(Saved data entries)

[Start of section]

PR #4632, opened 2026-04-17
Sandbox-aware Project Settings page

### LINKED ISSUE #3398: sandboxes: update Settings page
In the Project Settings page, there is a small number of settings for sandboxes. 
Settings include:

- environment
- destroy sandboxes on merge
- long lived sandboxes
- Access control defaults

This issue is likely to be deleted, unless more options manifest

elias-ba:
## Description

[End of section]
[Start of section]

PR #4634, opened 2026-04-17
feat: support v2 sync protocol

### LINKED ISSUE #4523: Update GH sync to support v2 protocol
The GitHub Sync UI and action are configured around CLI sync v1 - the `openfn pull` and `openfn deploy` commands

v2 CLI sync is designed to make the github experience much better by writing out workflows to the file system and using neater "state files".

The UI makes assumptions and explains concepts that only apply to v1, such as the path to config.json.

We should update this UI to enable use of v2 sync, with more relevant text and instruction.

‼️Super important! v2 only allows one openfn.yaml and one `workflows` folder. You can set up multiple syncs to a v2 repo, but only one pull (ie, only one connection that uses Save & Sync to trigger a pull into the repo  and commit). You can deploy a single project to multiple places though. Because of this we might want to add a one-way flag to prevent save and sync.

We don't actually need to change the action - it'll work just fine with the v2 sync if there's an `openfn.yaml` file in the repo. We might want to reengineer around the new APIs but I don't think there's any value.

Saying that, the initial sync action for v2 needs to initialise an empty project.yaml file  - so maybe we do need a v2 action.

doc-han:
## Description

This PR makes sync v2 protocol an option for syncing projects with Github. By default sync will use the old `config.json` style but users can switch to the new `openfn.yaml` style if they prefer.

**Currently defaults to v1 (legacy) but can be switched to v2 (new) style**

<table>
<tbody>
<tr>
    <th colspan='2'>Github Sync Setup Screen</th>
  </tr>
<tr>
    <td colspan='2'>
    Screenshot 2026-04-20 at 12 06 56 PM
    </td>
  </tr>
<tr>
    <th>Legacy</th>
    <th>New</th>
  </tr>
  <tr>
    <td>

[End of section]
[Start of section]

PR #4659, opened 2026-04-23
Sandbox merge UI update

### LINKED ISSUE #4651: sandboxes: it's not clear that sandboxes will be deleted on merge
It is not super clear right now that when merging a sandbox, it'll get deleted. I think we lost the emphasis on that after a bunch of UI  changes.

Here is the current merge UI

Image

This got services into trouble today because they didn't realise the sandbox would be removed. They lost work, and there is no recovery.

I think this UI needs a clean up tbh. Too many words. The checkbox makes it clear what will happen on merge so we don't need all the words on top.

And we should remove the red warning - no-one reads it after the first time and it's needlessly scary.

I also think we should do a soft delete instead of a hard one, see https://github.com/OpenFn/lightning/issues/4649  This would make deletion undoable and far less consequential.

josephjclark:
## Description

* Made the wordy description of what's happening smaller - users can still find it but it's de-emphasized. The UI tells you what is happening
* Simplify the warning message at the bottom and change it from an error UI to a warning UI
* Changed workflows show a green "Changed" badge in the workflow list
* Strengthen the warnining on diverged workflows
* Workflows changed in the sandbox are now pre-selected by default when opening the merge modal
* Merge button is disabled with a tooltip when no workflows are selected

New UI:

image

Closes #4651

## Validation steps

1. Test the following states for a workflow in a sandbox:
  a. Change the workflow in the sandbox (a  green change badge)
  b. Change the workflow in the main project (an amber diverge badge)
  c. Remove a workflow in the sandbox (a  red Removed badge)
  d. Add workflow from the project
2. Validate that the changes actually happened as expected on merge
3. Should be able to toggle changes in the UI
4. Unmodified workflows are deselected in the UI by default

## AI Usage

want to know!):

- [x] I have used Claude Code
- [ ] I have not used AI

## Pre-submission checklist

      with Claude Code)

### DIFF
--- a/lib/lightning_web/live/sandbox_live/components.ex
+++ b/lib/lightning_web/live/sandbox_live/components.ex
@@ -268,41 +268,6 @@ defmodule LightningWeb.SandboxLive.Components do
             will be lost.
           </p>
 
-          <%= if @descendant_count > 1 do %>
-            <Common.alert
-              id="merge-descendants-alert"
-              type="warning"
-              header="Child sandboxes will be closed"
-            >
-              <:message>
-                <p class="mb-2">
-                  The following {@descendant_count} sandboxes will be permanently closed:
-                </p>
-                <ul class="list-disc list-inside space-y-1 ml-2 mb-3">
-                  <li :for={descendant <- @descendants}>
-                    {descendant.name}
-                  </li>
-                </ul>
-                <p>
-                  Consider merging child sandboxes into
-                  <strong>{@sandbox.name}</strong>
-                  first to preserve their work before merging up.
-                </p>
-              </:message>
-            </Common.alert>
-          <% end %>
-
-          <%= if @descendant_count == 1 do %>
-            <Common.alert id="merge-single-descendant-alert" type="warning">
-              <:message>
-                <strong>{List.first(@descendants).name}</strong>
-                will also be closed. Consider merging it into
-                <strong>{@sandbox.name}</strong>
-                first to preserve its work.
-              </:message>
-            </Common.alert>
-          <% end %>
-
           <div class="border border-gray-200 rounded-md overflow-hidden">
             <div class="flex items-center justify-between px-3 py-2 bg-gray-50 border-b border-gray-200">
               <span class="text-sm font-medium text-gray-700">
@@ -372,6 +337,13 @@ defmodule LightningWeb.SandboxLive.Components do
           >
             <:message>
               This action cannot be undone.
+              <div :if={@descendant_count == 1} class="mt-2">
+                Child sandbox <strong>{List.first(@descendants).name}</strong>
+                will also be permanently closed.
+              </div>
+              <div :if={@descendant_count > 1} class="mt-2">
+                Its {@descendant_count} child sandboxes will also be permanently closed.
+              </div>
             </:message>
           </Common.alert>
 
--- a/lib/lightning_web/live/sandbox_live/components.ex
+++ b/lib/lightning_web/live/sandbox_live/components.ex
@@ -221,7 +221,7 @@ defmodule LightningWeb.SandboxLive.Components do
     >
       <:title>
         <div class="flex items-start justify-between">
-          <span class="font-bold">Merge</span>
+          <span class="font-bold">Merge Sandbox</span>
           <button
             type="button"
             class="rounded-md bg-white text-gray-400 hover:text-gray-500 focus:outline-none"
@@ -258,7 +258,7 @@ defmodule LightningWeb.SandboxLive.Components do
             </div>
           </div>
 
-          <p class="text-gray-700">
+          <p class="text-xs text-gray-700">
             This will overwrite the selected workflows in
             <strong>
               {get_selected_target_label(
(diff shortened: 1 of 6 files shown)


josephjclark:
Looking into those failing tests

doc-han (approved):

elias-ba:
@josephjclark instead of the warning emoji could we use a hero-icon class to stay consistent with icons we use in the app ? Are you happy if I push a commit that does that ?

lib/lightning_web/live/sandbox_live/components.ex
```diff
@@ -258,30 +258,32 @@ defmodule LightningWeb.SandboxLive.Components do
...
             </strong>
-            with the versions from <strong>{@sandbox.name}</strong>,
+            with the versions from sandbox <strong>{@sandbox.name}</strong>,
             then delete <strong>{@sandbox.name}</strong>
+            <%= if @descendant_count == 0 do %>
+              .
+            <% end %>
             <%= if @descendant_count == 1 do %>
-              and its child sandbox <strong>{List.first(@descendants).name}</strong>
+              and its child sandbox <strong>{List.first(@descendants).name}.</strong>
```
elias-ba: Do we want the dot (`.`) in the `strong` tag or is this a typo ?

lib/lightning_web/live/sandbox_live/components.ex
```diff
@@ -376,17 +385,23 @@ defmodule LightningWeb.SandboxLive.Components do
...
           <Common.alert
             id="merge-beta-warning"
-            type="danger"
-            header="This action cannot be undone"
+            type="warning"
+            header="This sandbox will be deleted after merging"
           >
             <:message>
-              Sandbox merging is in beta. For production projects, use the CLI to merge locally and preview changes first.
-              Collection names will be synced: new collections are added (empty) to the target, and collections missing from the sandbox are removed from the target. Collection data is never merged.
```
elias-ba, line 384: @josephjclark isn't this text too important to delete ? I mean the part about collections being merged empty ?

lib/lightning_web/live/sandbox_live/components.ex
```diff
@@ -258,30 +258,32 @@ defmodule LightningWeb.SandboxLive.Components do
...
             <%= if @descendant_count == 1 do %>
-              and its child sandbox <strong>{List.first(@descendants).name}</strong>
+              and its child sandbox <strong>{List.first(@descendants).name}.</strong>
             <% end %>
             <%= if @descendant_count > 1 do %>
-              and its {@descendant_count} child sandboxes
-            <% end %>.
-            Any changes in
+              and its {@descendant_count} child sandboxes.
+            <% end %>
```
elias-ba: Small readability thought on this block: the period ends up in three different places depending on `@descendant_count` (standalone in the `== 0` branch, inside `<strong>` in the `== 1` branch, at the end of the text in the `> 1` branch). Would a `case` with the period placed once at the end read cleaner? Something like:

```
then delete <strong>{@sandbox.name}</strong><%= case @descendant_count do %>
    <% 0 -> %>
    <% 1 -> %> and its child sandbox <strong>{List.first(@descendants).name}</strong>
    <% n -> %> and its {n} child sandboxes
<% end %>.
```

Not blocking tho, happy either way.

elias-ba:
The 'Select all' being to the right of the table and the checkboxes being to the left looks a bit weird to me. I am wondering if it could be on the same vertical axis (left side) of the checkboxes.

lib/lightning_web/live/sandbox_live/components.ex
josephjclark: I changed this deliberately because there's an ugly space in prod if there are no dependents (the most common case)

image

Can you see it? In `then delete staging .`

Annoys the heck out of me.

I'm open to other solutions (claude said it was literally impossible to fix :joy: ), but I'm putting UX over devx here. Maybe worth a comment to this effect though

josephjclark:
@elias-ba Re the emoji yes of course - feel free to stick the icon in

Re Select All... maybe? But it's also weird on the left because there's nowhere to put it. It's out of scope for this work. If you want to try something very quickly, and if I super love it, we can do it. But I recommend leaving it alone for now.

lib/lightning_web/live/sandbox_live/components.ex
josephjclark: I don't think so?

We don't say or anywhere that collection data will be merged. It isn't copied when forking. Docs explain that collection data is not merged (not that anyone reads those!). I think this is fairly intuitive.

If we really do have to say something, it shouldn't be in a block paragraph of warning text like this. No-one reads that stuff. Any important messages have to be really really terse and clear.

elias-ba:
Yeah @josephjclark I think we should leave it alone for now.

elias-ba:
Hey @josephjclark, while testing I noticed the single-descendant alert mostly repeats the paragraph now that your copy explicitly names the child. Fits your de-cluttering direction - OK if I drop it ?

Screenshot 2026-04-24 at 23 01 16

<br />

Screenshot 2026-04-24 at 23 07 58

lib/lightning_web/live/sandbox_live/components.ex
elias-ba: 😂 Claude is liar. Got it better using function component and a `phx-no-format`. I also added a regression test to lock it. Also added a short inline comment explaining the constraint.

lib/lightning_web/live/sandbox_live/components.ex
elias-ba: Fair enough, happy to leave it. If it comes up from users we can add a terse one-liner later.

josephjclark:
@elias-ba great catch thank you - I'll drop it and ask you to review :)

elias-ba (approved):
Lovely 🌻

[End of section]

### REQUIREMENT
Among the lines of the data, some may contain the string "reads"; report how many, and nothing more.

### FINISHED EXERCISE
3